Friday, May 18, 2007

SQL Server spatial

There have been various comments floating around about Microsoft's announcement of spatial support for SQL Server, ranging from great excitement to extreme skepticism. I have known about this for a while under NDA, and I think it is an important step for the industry. While Oracle Spatial has been out for 12 years so Microsoft has quite a bit of catching up to do, many of the recent Oracle developments have been focused beyond pure "spatial database" functionality, and more into functionality that was previously the domain of the GIS vendors, such as spatial analysis and mapping - I think that Microsoft should be able to provide core database functionality relatively quickly. It will be good for the industry for Oracle to have some more serious competition within the commercial database world, in regard to spatial. It really reinforces the trend that everyone has been talking about of geospatial data becoming mainstream, now that the top two commercial database vendors will both support spatial. The fact that Microsoft has an offering both in the space of the new disruptive online mapping offerings, with extensive packaged data (like Google and Microsoft) and in the database (like Oracle, which does not have an offering in the former space), opens up some interesting possibilities for them to offer solutions leveraging both aspects.
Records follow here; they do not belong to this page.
PR #1506, opened 2026-07-08
Fuse blocked Cholesky forward solve

adenzler-nvidia:
The blocked Cholesky path currently factors the Hessian and then performs a separate forward triangular solve for the gradient. This change places the right-hand side in an augmented matrix column so the existing panel factorization computes the forward solution, leaving only the backward solve. Cached-factor worlds continue to use the ordinary solve-only path. Dense Newton allocations reserve one additional padded degree of freedom when needed, so dimensions at a tile boundary pay for one additional tile. Focused tests cover padding, factor output, the combined solution, and reuse of the resulting factor with a different right-hand side.

Benchmarks used 8,192 worlds on an RTX PRO 6000 Blackwell.

| Benchmark | Baseline | Augmented | Improvement |
| --- | ---: | ---: | ---: |
| Isolated factor/solve, padded size 48 | 71.14 µs | 68.02 µs | 4.6% |
| Isolated factor/solve, padded size 96 | 340.55 µs | 323.67 µs | 5.2% |
| G1 testspeed GPU runtime | 2.620 s | 2.531 s | 3.4% |
| G1 testspeed solve | 149.83 µs | 141.95 µs | 5.3% |
| Three-humanoid testspeed GPU runtime | 2.836 s | 2.810 s | 0.9% |
| Three-humanoid testspeed solve | 495.97 µs | 487.93 µs | 1.6% |

Solve-only performance was neutral. Repeated clean three-humanoid pairs varied from 0.1-0.9% lower total runtime and 0.6-1.6% lower solve time.


thowell (approved):
nice!

PR #1507, opened 2026-07-09
Enable the stable-state fast path under the compact sleep solve

adenzler-nvidia:
The stable-state fast path from #1493 was excluded under the compact sleep solve, so enabling SLEEP silently gave up the fast-path win, and the sleep path also kept the qfrc_constraint defect that #1493 fixed elsewhere (the per-iteration zeroing wipes the public value for worlds that converge early). The exclusion turns out to be unnecessary: the compact solve is self-contained in compacted coordinates -- the dof mapping is fixed within a solve, the solver context is rebuilt every solve, and the shallow-replaced data maps qfrc_constraint to the compacted buffer that _compact_scatter reads back -- so the fast path's within-solve staleness needs no special handling. The first commit drops the exclusion, extends the post-solve qfrc_constraint recovery to the compact path, and collapses the now-redundant _stable_fast predicate into _use_incremental. The ray-exhaustion rebuild from #1505 covers the wake transients that originally motivated caution: freshly woken islands start far from the solution, which is exactly the stall-prone regime.

The second commit extends what the fast path skips. The linesearch recomputes mv = M @ search and jv = J @ search every iteration, but both are pure functions of the search direction, and M and J are constant within a solve -- so worlds the fast path left on their ray can reuse last iteration's values. _solve_search_update is the kernel that decides whether a world keeps its search vector, so it records that fact (together with done, which subsumes the skip) in a per-world search_unchanged mask, and the mv/jv launches consume the mask through their existing per-world skip mechanism; solve init clears it since a new solve computes a new search. No public API changes.

Originally stacked on #1505, which has since merged; upstream/main is merged into this branch, so the diff is now just this PR's delta. That merge also brought in #1509, which replaced the compact solve's dense gathered M and J products with full-coordinate sparse walks -- shrinking the per-iteration cost pool the mv/jv reuse targets, so the numbers below are smaller than this PR's original round.

Correctness: qfrc_constraint stays consistent with J^T efc_force at 1e-6-class residuals across all worlds on a sleeping clutter scene (pyramidal override, 2048 worlds) and on unitree_g1_flat, humanoid, and three_humanoids with SLEEP forced on (8192 worlds each, sparse and dense models). After the upstream merge the full test suite passes, and the sleep solver's iteration counts match the non-sleep solver's (humanoid with SLEEP forced on: mean niter 1.375 vs 1.376 non-sleep over 8192 x 1000 steps). The friction-chain fast-path regression test now also runs under the compact solve (SLEEP + nvmax).

Benchmarks on RTX PRO 6000: total GPU kernel time under nsys (CUDA 12.9, graph-node kernel tracing, profiled range excludes JIT and warmup), 1000-step rollouts through the testspeed harness (the clutter replay is 2751 steps), current upstream/main vs this branch measured as mirrored back-to-back pairs per configuration; entries are medians of within-pair deltas across 2-5 pairs. Standard configurations, where the fast path already runs natively and mean solver iterations are ~1.4, so there is rarely a second iteration to reuse in:

| benchmark | total GPU time |
|---|---|
| three_humanoids | -0.1% |
| humanoid | +0.5% |
| unitree_g1_flat | -0.3% |
| aloha_pot | 0.0% |

aloha_pot is elliptic, where this change compiles inert code; its five pairs spanned -3.3% to +3.7%, which reads as this host's run-to-run noise floor rather than the change.

Configurations where the fast path newly operates (SLEEP forced on, everything awake, so every solve runs compacted):

| config | total GPU time | steps/s |
|---|---|---|
| three_humanoids + SLEEP | -1.2% | ~0% |
| humanoid + SLEEP | -2.0% | +2.5% |
| unitree_g1_flat + SLEEP | -1.6% | +1.4% |
| aloha_clutter pyramidal (sleeping) | +0.1% | +0.3% |

The wins concentrate where the fast path skips work: on humanoid + SLEEP the Newton solve from the cached factor (-20%), gradient rebuild (-13%), qfrc scatter (-10%), and mv (-6%); on unitree_g1 + SLEEP and three_humanoids + SLEEP the cached-factor solve (-15% and -18%) and the qfrc scatter (-25% on three_humanoids). steps/s on the free-running three_humanoids does not resolve under trajectory divergence (samples span -1.3% to +2.4%); the GPU kernel time column is the controlled measurement. The sleeping clutter case is parity as expected: with most trees asleep the compacted systems are small and the solver is a minor share of the step. As before, for scenes where nothing sleeps, running without SLEEP remains much faster, with or without this PR.


mujoco_warp/_src/solver.py
```diff
@@ -92,6 +92,7 @@ def _create_solver_context(m: types.Model, d: types.Data) -> SolverContext:
     grad_scale=wp.empty((nworld,), dtype=float),
     improvement=wp.empty((nworld,), dtype=float),
     ls_exhausted=wp.zeros((nworld,), dtype=bool),
+    search_unchanged=wp.zeros((nworld,), dtype=bool),
```
thowell: can we use `wp.empty`?

mujoco_warp/_src/support.py
```diff
@@ -39,7 +39,7 @@ def next_act(
   # Model:
   opt_timestep: float,  # kernel_analyzer: ignore
   actuator_dyntype: int,  # kernel_analyzer: ignore
-  actuator_dynprm: vec10,  # kernel_analyzer: ignore
+  actuator_dynprm: vec10f,  # kernel_analyzer: ignore
```
thowell: is this change necessary?

mujoco_warp/_src/types.py
```diff
@@ -2388,6 +2388,8 @@ class SolverContext:
   state_changed_count: wp.array[int]
   improvement: wp.array[float]
   ls_exhausted: wp.array[bool]
+  # search vector kept from last iteration (or done): mv/jv are still valid
```
thowell: lets remove this comment

mujoco_warp/_src/solver_test.py
```diff
@@ -889,6 +894,69 @@ def test_fast_path_friction_transitions(self):
...
+        </body>
+      </body>
+    </body>
+  </worldbody>
+</mujoco>
+"""
+
+
+class SolverFastPathTest(parameterized.TestCase):
+  def test_fast_path_friction_transitions(self):
```
thowell: we should test the compact solver path by enabling sleeping and setting nvmax?

mujoco_warp/_src/solver.py
adenzler-nvidia: Done -- the solve-init clear initializes it, so the allocation does not need the memset.

mujoco_warp/_src/support.py
adenzler-nvidia: No -- leftover from an intermediate rebase during development. Reverted, support.py now matches main exactly.

mujoco_warp/_src/types.py
adenzler-nvidia: Done.

mujoco_warp/_src/solver_test.py
adenzler-nvidia: Done -- parameterized the test over the compact path (SLEEP + nvmax). The upstream merge had also left a stale duplicate of this test class shadowing the reviewed 20-step version; removed it.

adenzler-nvidia:
All comments addressed: search_unchanged is now allocated with wp.empty, the stray vec10f rename is reverted so support.py matches main again, the field comment is removed, and the fast-path regression test is parameterized to also run under the compact solve (SLEEP + nvmax). While doing that I found the upstream merge had left a duplicate of the test class shadowing the reviewed 20-step version -- the stale copy is removed.

The PR description is also updated: upstream/main (now including #1509) is merged into the branch and the benchmarks are re-run against current main. The wins are smaller than the original round because #1509's full-coordinate sparse M and J products removed most of the dense per-iteration work the mv/jv reuse targeted: humanoid + SLEEP -2.0% GPU time / +2.5% steps/s, unitree_g1 + SLEEP -1.6% / +1.4%, three_humanoids + SLEEP -1.2%, sleeping clutter and the standard configurations at parity.

thowell (approved):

I think that geospatial technology has much higher visibility at high levels in Microsoft than at Oracle (driven by Virtual Earth) - I talked more about this in an article at Geoplace.

So Microsoft will need to follow through on the announcement, and has plenty to do to catch up with Oracle and the various open source spatial database offerings, but it's another important step in terms of geospatial really being a major area for Microsoft.